# Days horses dont get turned out



## Speed Racer (Oct 21, 2009)

If the people aren't scheduled to hang around and clean twice, then yes, it's asking too much. If you want to pay more in board to have it done, suggest it to the BO.


----------



## NBEventer (Sep 15, 2012)

If it's not in your boarding contract and you want it done either do it yourself or offer to pay extra to the BO for someone to do it. 

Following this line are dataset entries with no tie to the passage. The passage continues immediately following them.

PR #121, opened 2019-06-17
Added post mount service

### LINKED ISSUE #100: Allow preserving custom files e.g udev rules
We have situations where we have lots of NICs in a server and to ensure the device names are identical on all servers the /etc/udev/rules.d/70-persistent-net.rules is adjusted.

In case we would "just" map the /etc/sysconfig/network/ things into the live system but not the udev rules, too - the ifcfg-<device> files would not match anymore to the "real" interfaces.

So now the question is "do we use the adjusted udev rules of the installed system also while running the Live system?"

schaefi:
The post mount service is used to preserve data from the
system to be migrated into the live migration system directly
after the mounting of the system to be migrated. It is is
also responsible for making that data effective in the live
migration system. The current implementation allows for
preserving udev rules file and make them active.
This Fixes #100

### DIFF
--- a/doc/adoc/user_guide.adoc
+++ b/doc/adoc/user_guide.adoc
@@ -155,6 +155,12 @@ preserve:
 ￼   - /etc/udev/rules.d/a.rules
 ￼   - /etc/udev/rules.d/b.rules
 
+[NOTE]
+udev rules that require custom drivers will not have the desired effect
+as the migration system will not include these drivers and therefore
+execution of those rules will fail. Rules with such properties should
+not be listed.
+
 Enable Debug Mode::
 If enabled, prevents the upgrade system from rewinding the setup
 steps and rebooting due to a failed upgrade, allowing the issue to
--- a/doc/adoc/user_guide.adoc
+++ b/doc/adoc/user_guide.adoc
@@ -144,6 +144,17 @@ If `use_zypper_migration: false` is set, the value for the
 `migration_product` will not be effective because it's used only in
 combination with the Zypper migration workflow.
 
+Preserve System Data::
+Preserve custom data file(s) e.g udev rules from the system
+to be migrated into the upgrade live system and make sure
+they will become effective.
+
+[listing]
+preserve:
+  rules:
+￼   - /etc/udev/rules.d/a.rules
+￼   - /etc/udev/rules.d/b.rules
+
 Enable Debug Mode::
 If enabled, prevents the upgrade system from rewinding the setup
 steps and rebooting due to a failed upgrade, allowing the issue to
--- a/suse_migration_services/migration_config.py
+++ b/suse_migration_services/migration_config.py
@@ -63,6 +63,20 @@ class MigrationConfig(object):
 
         return migration_product
 
+    def get_preserve_udev_rules_list(self):
+        """
+        Returns list of udev rule file(s)
+
+        The returned file list is used to make those rule files
+        available to the migration live system such that the
+        same behavior the rules apply on the system to be
+        upgraded also applies to the live migration system
+        while the upgrade runs
+        """
+        preserve_data = self.config_data.get('preserve')
+        if preserve_data:
+            return preserve_data.get('rules')
+
     def update_migration_config_file(self):
         """
         Update the default migration configuration with custom values
--- a/suse_migration_services/units/post_mount_system.py
+++ b/suse_migration_services/units/post_mount_system.py
@@ -1,0 +1,57 @@
+# Copyright (c) 2019 SUSE Linux LLC.  All rights reserved.
+#
+# This file is part of suse-migration-services.
+#
+# suse-migration-services is free software: you can redistribute it and/or
+# modify it under the terms of the GNU General Public License as published by
+# the Free Software Foundation, either version 3 of the License, or
+# (at your option) any later version.
+#
+# suse-migration-services is distributed in the hope that it will be useful,
+# but WITHOUT ANY WARRANTY; without even the implied warranty of
+# MERCHANTABILITY or FITNESS FOR A PARTICULAR PURPOSE.  See the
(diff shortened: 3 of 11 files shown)


suse_migration_services/units/post_mount_system.py
```diff
@@ -0,0 +1,57 @@
+# Copyright (c) 2018 SUSE Linux LLC.  All rights reserved.
```
jesusbv: s/2018/2019

suse_migration_services/migration_config.py
```diff
@@ -63,6 +63,20 @@ def get_migration_product(self):
...
+
+        The returned file list is used to make those rule files
+        available to the migration live system such that the
+        same behavior the rules apply on the system to be
+        upgraded also applies to the live migration system
+        while the upgrade runs
+        """
+        preserve_data = self.config_data.get('preserve')
+        if preserve_data:
+            return preserve_data.get('rules')
```
jesusbv: It would be safer to have a default in case of typo/error in the custom file.

jesusbv:
The documentation would need an update

suse_migration_services/units/post_mount_system.py
schaefi: I make this mistake again and again

schaefi:
yes doc update needed. I need to add that, thanks

doc/adoc/user_guide.adoc
```diff
@@ -144,6 +144,17 @@ If `use_zypper_migration: false` is set, the value for the
 `migration_product` will not be effective because it's used only in
 combination with the Zypper migration workflow.
 
+Preserve System Data::
+Preserve custom data file(s) e.g udev rules from the system
+to be migrated into the upgrade live system and make sure
+they will become effective.
```
rjschwei: I think we should point out a general limitation with this. Such as

"""
udev rules that require custom drivers will not have the desired effect as the migration system will not include these drivers and therefore execution of those rules will fail. Rules with such properties should not be listed.
"""

schaefi: yes very good point, thanks

schaefi:
@tserong it failed in Devel:PubCloud because someone had the brilliant idea to update python urllib which broke basically everything. I did not see a reason to keep a broken package in that project and just deleted it, such that urllib is taken from  project="SUSE:SLE-15-SP1:GA". Sorry if that sounds harsh but just updating packages without checking if something else broke is not a good idea.

After that I've update suse-migration-services and the image build should be at your hand soon

tserong:
Thanks @schaefi, that's an entirely reasonable decision :-)

I did a little test, and ran into a problem...  On the host system (a VM), I had eth0, eth1, eth2 and eth3, and then edited `/etc/udev/rules.d/70-persistent-net.rules` to rename these to eth0, eth11, eth12 and eth13, i.e. I kept eth0 as-is, and renamed the other interfaces (I realise that on real hardware, it would be more interesting to get the interface names to match specific devices, rather than just screwing around with interface names as I am doing, but I hope this still counts as a valid test):

```
# cat /etc/udev/rules.d/70-persistent-net.rules 
SUBSYSTEM=="net", ACTION=="add", DRIVERS=="virtio-pci", ATTR{dev_id}=="0x0", KERNELS=="0000:00:08.0", ATTR{type}=="1", KERNEL=="eth*", NAME="eth13"
SUBSYSTEM=="net", ACTION=="add", DRIVERS=="virtio-pci", ATTR{dev_id}=="0x0", KERNELS=="0000:00:06.0", ATTR{type}=="1", KERNEL=="eth*", NAME="eth11"
SUBSYSTEM=="net", ACTION=="add", DRIVERS=="virtio-pci", ATTR{dev_id}=="0x0", KERNELS=="0000:00:07.0", ATTR{type}=="1", KERNEL=="eth*", NAME="eth12"
SUBSYSTEM=="net", ACTION=="add", DRIVERS=="virtio-pci", ATTR{dev_id}=="0x0", KERNELS=="0000:00:05.0", ATTR{type}=="1", KERNEL=="eth*", NAME="eth0"
```

I also tweaked `/etc/sysconfig/network/ifcfg-*` to match the new names.

If I reboot the host system, the new names come up as expected, e.g.:

```
# ip a|awk '/eth[0-9]+:/ {print $2}'
eth0:
eth11:
eth12:
eth13:
```

If I reboot into the migration system, with `/etc/sle-migration-service.yml` including the appropriate preserve rules line, the `/etc/udev/rules.d/70-persistent-net.rules` file in the migration system *is* copied from the host, so the correct file is preserved...  But, the system doesn't recognise the different interface names:

```
# ip a|awk '/eth[0-9]+:/ {print $2}'
eth0:
eth1:
eth2:
eth3:
```

So... Does that mean the `udevadm` invocation isn't doing the right thing? Or maybe something is happening in the wrong order? Or, maybe my test is invalid? :-)

schaefi:
@tserong thanks for testing this. Sounds all reasonable to me, so your test is surely good and correct.

We need more information. Could you provide the log file /var/log/distro_migration.log ? It would also be very interesting to debug the migration live system. So can you enable the debug switch

```
debug: true
```

in sle-migration-service.yml. That will keep you in the live system and we can do further debugging.
For example you can check if the rule file really got copied. If we are sure it is present then check

```
udevadm control --reload
udevadm trigger --type=subsystems --acction=add
```

That should have added and renamed the interfaces. If not let's check why.

It could well be that I did a mistake or missed a step, udev is a beast

Could we followup the discussion by e-mail. It's because discussing on a merged PR is a bit cumbersome. Alternatively we can re-open the connected issue

Whatever works best for you

Thanks

schaefi:
Maybe you can also allow to let me ssh into your live system once the debug switch was enabled

tserong:
Thanks, let's do email.

PR #123, opened 2019-06-26
Fix migration package name in the documentation

### LINKED ISSUE #122: Wrong package name in docs
Recent feedback has pointed out wrong named package in the docs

I don't think i've ever boarded anywhere that would do stalls twice a day when horses were left in. Not even the nicest of show barns.


----------



## Fulford15 (Oct 17, 2012)

The BO where my horse is does clean the stalls twice (morning and evening) if the weather is so terrible they can't go out... the barn is on a very strict schedule. Otherwise, I do not know of any other place that does it.


----------



## wetrain17 (May 25, 2011)

What does your contract say? That is something that should have been talked over between you and the BO/BM before you moved in. If it states that stalls will be done once a day, then you can't do anything about it expect pick up a wheelbarrow and do it yourself.


----------



## Corporal (Jul 29, 2010)

Your perspective changes when you muck yourself. Mine have been in for 2 days straight and the manure load triples compared to the stall cleaning when they are turned out 1/2 the day.
It's perfectly acceptable to only clean 1x/day. Horses that have their stalls cleaned that often try to keep them as clean as possible so that they have a dry, clean place to lay down. You don't have to strip the entire bedding every time. In fact, I only have to clean up the urine soaked bedding, and apple pick the manure, then a use a broom to push yesterday's bedding onto those spots, and add some new. They pick their spots and pee and poo in the same places. My three really need brushing, but my neighbors can see the one side of clean shavings sticking to their coats from the night before.


----------



## Muppetgirl (Sep 16, 2012)

My new place turns out everyday, unless its a hellish blizzard, and the owners go back over at night and pick the stalls at around 8pm....it makes sense, it's cleaner and it makes cleaning in the morning so much easier. Even some full time staff at big barns haven't figured that out yet........more work and stink for them I guess.....


----------



## NBEventer (Sep 15, 2012)

Bed your stall with pellets... it keeps your stall nice and dry even when they are in all day. When I switched my mare from shavings I put 5 bags of pellets in and now I only need to add two bags a month at the most, and she is deep bedded. I love it. Her pee spot doesn't spread out so her stall stays dry. She poops in one corner. When the pellets break up its great. I buy my own bedding even though I board my horse. The week day staff have thanked me for switching because it makes things so much easier lol. They work great for messy horses too and even when they are in all day their stalls are not as bad. When they were on shavings we would dread doing their stalls after being in all day. Since they went to pellets their stalls are so much better. I do the barn on the weekends so I see for myself how much of a difference it makes.


----------



## Poneigh (May 25, 2012)

please dont act like i dont ever clean stalls or am unwilling to do it myself, i have worked cleaning stalls before and i do end up cleaning them!! its just difficult for me coming after work at night and finding out they were left in bc then i dont have bedding for them wee arent allowed to use extra! then i can clean them but they are emptyy!


----------



## Corporal (Jul 29, 2010)

Glad to hear it! =D
Lots or lurkers or just ppl here reading/not responding who might not know these things.


----------



## NBEventer (Sep 15, 2012)

Poneigh said:


> please dont act like i dont ever clean stalls or am unwilling to do it myself, i have worked cleaning stalls before and i do end up cleaning them!! its just difficult for me coming after work at night and finding out they were left in bc then i dont have bedding for them wee arent allowed to use extra! then i can clean them but they are emptyy!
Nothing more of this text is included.